Hidayatullah.com–Sebuah organisasi kemanusiaan mengatakan bahwa lebih dari 500.000 anak pengungsi Rohingya di Bangladesh tidak dapat sekolah pada tahun 2018. Hal itu disebut sebagai “Generasi yang Hilang”.
Komite Penyelamatan Internasional (International Rescue Committee – IRC) mengatakan kecuali jika ada intervensi “didanai dengan segera”, kebutuhan kemanusiaan anak di sana akan meningkat.
“Pendidikan dalam keadaan darurat adalah intervensi yang menyelamatkan jiwa dan mengubah hidup -membantu anak pulih dan mengatasi kesulitan yang terus mereka hadapi,” kata Sarah Smith, direktur senior untuk pendidikan IRC, pada hari Jumat lalu, (22/12/2017).

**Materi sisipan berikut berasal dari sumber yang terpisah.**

PR #150, opened 2020-10-15
New module win_ntp

### LINKED ISSUE #114: win_ntp module required to configure NTP
##### SUMMARY
Currently there is no ntp module to configure NTP client. Its good to have a **win_ntp** module that can take multiple NTP server IP/FQDN and configure in the windows system.

##### ISSUE TYPE
- Feature Idea

##### COMPONENT NAME
win_ntp

##### ADDITIONAL INFORMATION
Currently only win_timezone module is available related to timezone change. But its having no option to configure the NTP  as well. Hence either enhance this module with ntp configuration or make a new module `win_ntp` for ntp configuration.

sakar97:
##### SUMMARY

Manage Windows NTP Server.
Users can perform the following tasks:
- can change the time zone
- pass the multiple peers to the NTP server.
- for NT5DS, can set cross_site_sync_flag
- enable/disable the NTP client in time service
- can select which peers to accept synchronization from
- can synchronize the clock
- can change the settings to default
 

Fix #114 
##### ISSUE TYPE

- New Module Pull Request
##### COMPONENT NAME

ansible.windows.win_ntp
##### ADDITIONAL INFORMATION

- name: Enable npt service with multiple peers to get sync from
  community.windows.win_ntp:
    enabled: true
    peerlist:
      - time.google.com
      - time.yahoo.com
      - time.apple.com
    type: NTP
    sync_clock: true

```paste below

```


mwtrigg:
Nice work and thank you for your contribution!  I feel inspired to build and submit my own module.

I think this module should be renamed win_w32tm.  Perhaps reserve the win_ntp module name for future use; maybe one that configures all NTP client or server settings.

I think that you should also ensure that all references to w32tm/tzutil should include the ".exe".

sakar97:
Hi, @jborean93 can you review this PR.

plugins/modules/win_ntp.ps1
```diff
@@ -0,0 +1,183 @@
+#!powershell
+
+# Copyright: (c) 2020, Sakar Mehra <sakarmehra100@gmail.com>
+# GNU General Public License v3.0+ (see COPYING or https://www.gnu.org/licenses/gpl-3.0.txt)
+
+#Requires -Module Ansible.ModuleUtils.Legacy
```
jborean93, line 6: We are trying to avoid using `Ansible.ModuleUtils.Legacy` for any new modules. Using the `Ansible.Basic` C# util offers numerous advantages over the old style like:

* Module invocation reporting
* More validation options, especially for list or dict types
* Enables sanity tests to check that the docs match up with the module options

Let me know if you need any help trying to convert this over to the newer style. If you need to see other modules that use this wrapper I suggest you look at [win_certificate](https://github.com/ansible-collections/community.windows/blob/main/plugins/modules/win_credential.ps1#L9-L53).

plugins/modules/win_ntp.ps1
```diff
@@ -0,0 +1,183 @@
...
+
+$ErrorActionPreference = "Stop"
```
jborean93, line 8: Not needed anymore, this is always set by the PowerShell wrapper that executes modules.

plugins/modules/win_ntp.ps1
```diff
@@ -0,0 +1,183 @@
...
+    SourceNameRaw = $null
+    LastTimeSyncElapsedSeconds = $null
+    LastTimeSynchronizationDateTime = $null
+    StatusRequiredSourceType= $null
+    StatusDateTime= $null
+    StatusLastTimeSynchronization = $null
+}
+
+$current_time_zone= [System.TimeZoneInfo]::Local.Id
+if ($null -ne $time_zone -and $current_time_zone -ne $time_zone) {
```
jborean93, line 37: We already have a timezone module, we shouldn't overload that functionality here.

plugins/modules/win_ntp.py
```diff
@@ -0,0 +1,109 @@
...
+requirements:
+  - This module requires Windows Server 2012R2 or Newer
+description:
+  - Manage Windows NTP Client
+  - Adds, Removes and Modifies NTP Server in windows machine.
+options:
+  peerlist:
+    description:
+      - Fully qualified domain name or IP address from which computer obtain timestamp.
+    type: list
```
jborean93, line 21: Should also add `elements: str` to state it's a list of strings that are accepted.

plugins/modules/win_ntp.py
```diff
@@ -0,0 +1,109 @@
...
+    description:
+      - Ntp configuration are set to default with this option.
+    type: bool
+    default: false
+  cross_site_sync_flags:
+    description:
+      - Determines whether the service chooses synchronization partners outside the domain of the computer.
+      - Thsi value is ignored if l(type=NT5DS) is not set.
+    type: int
+    choices: [ 0, 1, 2 ]
```
jborean93, line 49: Instead of using integer values you should use the string representations and convert them to the proper int values in the module. It's easier for people to understand what they are for if it's a string.

plugins/modules/win_ntp.py
```diff
@@ -0,0 +1,109 @@
...
+    default: UTC
+  factory_default:
+    description:
+      - Ntp configuration are set to default with this option.
+    type: bool
+    default: false
+  cross_site_sync_flags:
+    description:
+      - Determines whether the service chooses synchronization partners outside the domain of the computer.
+      - Thsi value is ignored if l(type=NT5DS) is not set.
```
jborean93, line 47: `This` and use `C(type=NT5DS)`.

plugins/modules/win_ntp.py
```diff
@@ -0,0 +1,109 @@
...
+    type: int
+    choices: [ 0, 1, 2 ]
+  sync_clock:
+    description:
+      - It resynchronize its clock as soon as possible.
+      - To update the ntp server with new peerlist.
+    elements: str
+    type: list
+    default: time.windows.com,0x9
```
jborean93, line 56: Can you explain this format any more, what's the `0x9` representing?

jborean93 (commented):
Just did a quick pass through and added some comments. One part that does worry me a bit is how it calls external binaries and doesn't report the stderr in the error message if it fails. This info could be quite helpful for end users trying to debug why things have changed.

plugins/modules/win_ntp.ps1
sakar97: I was thinking, timezone functionality should also be present in this module too, I am aware of the `win_timezone` module but it's easier for users to set time while configuring the NTP.

plugins/modules/win_ntp.py
sakar97: Value “0x9” means – it use special interval + client mode association to the external time source. There are 0x1,0x2,0x4 and 0x8 as SpecialInterval,UseAsFallbackOnly,SymmetricActive,Client Mode flag respectively.

plugins/modules/win_ntp.ps1
```diff
@@ -0,0 +1,189 @@
...
+#AnsibleRequires -CSharpUtil Ansible.Basic
+
+$spec = @{
+  options = @{
+      peerlist = @{ type= "list"; elements = "str" }
+      enabled = @{ type= "bool"; default= "True" }
+      time_zone = @{ type= "str"; default= "UTC" }
+      factory_default = @{ type= "bool"; default= "False" }
+      type = @{ type= "str"; choices = "NTP","NT5DS","NoSync","AllSync"; }
+      cross_site_sync_flags = @{ type= "str"; choices = "0","1","2" }
```
jborean93, line 15: Have the flags be human readable. I shouldn't have to look at the docs to figure out what `cross_site_sync_flags: 0` means. The module can convert our human readable value to the relevant integer and not have the user worry about it at all. See https://github.com/ansible-collections/community.windows/pull/150/files#r515439307.

plugins/modules/win_ntp.py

“Ini sangat mendesak bagi anak-anak Rohingya; tidak ada yang memperhatikan kebutuhan mereka, dan mereka menghadapi beberapa tingkat trauma tertinggi yang pernah dilihat IRC. Sampai hak anak atas pendidikan dalam krisis Rohingya ini terwujud, kita menghadapi ancaman generasi yang hilang dari apa yang sudah menjadi salah satu populasi paling rentan di dunia,” terangnya dikutip dari Aljazeera.
Kurang dari dua persen dana kemanusiaan yang masuk untuk masalah pendidikan, sektor yang paling kekurangan dana untuk menanggapi situasi Rohingya, kata IRC.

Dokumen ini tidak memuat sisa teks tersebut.